Согласно новым условиям завещания, большая часть состояния, оставшегося после моего отца, переходит в полное распоряжение моего супруга, то есть Артура. Столь странное решение мама объясняет тем, что ее дочь обладает слишком легкомысленным и непостоянным характером (именно такая формулировка включена в документ) и не способна распоряжаться столь значительными денежными средствами без здравомыслящего руководства лорда Годалминга. В завещании мама также сообщала, что, стоя на краю могилы, она покидает этот мир спокойно, ибо сознает, что полностью выполнила родительский долг, выдав дочь замуж за достойного во всех отношениях человека. Напоследок она выражала надежду, что первую свою дочь мы назовем в ее честь.

Ты будешь возмущена не менее моего, когда узнаешь всю подоплеку этой сокрушительной новости. Во время своего недолгого пребывания в Уиверли-Мэнор я успела выяснить кое-что весьма любопытное. Артур унаследовал от отца титул и земли, что же касается состояния, то оно является мифом. Иными словами, для того, чтобы сохранять привычный стиль жизни и поддерживать в достойном состоянии фамильный особняк, который не видел ремонта почти целое столетие, ему требуются мои деньги.

Прежде чем адвокат дочитал последние строки завещания, я догадалась, что между мамой и Артуром, вне всякого сомнения, существовал сговор.

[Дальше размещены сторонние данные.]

PR #1487, opened 2021-07-07
evil-maybe-remove-spaces works for evil-change-line

roxma:
This change make `cc` + `ESC` on indented line produce the same behavior
as vim/nvim

### DIFF
--- a/evil-states.el
+++ b/evil-states.el
@@ -99,6 +99,8 @@ commands opening a new line."
                  evil-open-below
                  evil-append
                  evil-append-line
+                 evil-change
+                 evil-change-line
                  newline
                  newline-and-indent
                  indent-and-newline)))
--- a/evil-states.el
+++ b/evil-states.el
@@ -101,6 +101,7 @@ commands opening a new line."
                  evil-append-line
                  evil-change
                  evil-change-line
+                 evil-change-whole-line
                  newline
                  newline-and-indent
                  indent-and-newline)))


evil-states.el
```diff
@@ -99,6 +99,8 @@ commands opening a new line."
                  evil-open-below
                  evil-append
                  evil-append-line
+                 evil-change
```
tomdl89, line 102: I understand the `evil-change-line` addition, but not `evil-change` if I do `c$<escape>` when at the start of a line, this is an `evil-change` but vim doesn't remove the indentation spaces..?

evil-states.el
```diff
@@ -99,6 +99,8 @@ commands opening a new line."
...
+                 evil-change-line
```
tomdl89, line 103: I'd also be inclined to add `evil-change-whole-line` and any others which you notice are the same in vim.

tomdl89:
p.s. you can ignore the failing test in 24.5 - it's borked and we're still working on it.

evil-states.el
roxma: - `evil-change` is needed for  `cc <escape>` to remove indentation spaces
  - As a side effect, this also makes  `c $ <escape>` remove indentation spaces
- `evil-change-line` is needed for `C <escape>` to remove  indentation spaces
  - But on my vim `C <escape>` does not remove the indentation spaces

I don't know how to make both `cc <escape>` and `c $ <escape>` behave the same as vim. But the minor difference is acceptable for me. 

My actual need is to automatically remove trailing spaces at the cursor line when I leave insert state.

tomdl89: Ah yes, I understand. I've noticed that vi, vim and neovim all behave differently. So evil doesn't really have a solid example to follow. I agree that `c$<escape>` is probably acceptable. I won't merge this without tests, so either you'll have to add them, or you'll have to wait for me to add them (sometime next week I hope).

tomdl89:
@roxma I made PR #1493 to resolve the discussed issues and add tests. Lemme know what you think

Вне себя от гнева, я повернулась к своему мужу и открыто обвинила его в том, что он женился на деньгах.

— Именно поэтому вы заверяли меня в своей любви, даже узнав, что сердце мое принадлежит другому, — бросила я ему в лицо. — На самом деле единственным предметом вашей нежной страсти всегда служили мои деньги!

— Люси, не устраивайте скандала! — только и нашелся сказать Артур.

Но мне было не до светских приличий. Я обратилась к мистеру Лаймону, адвокату, с вопросом о том, в какое именно время моя мать изменила завещание.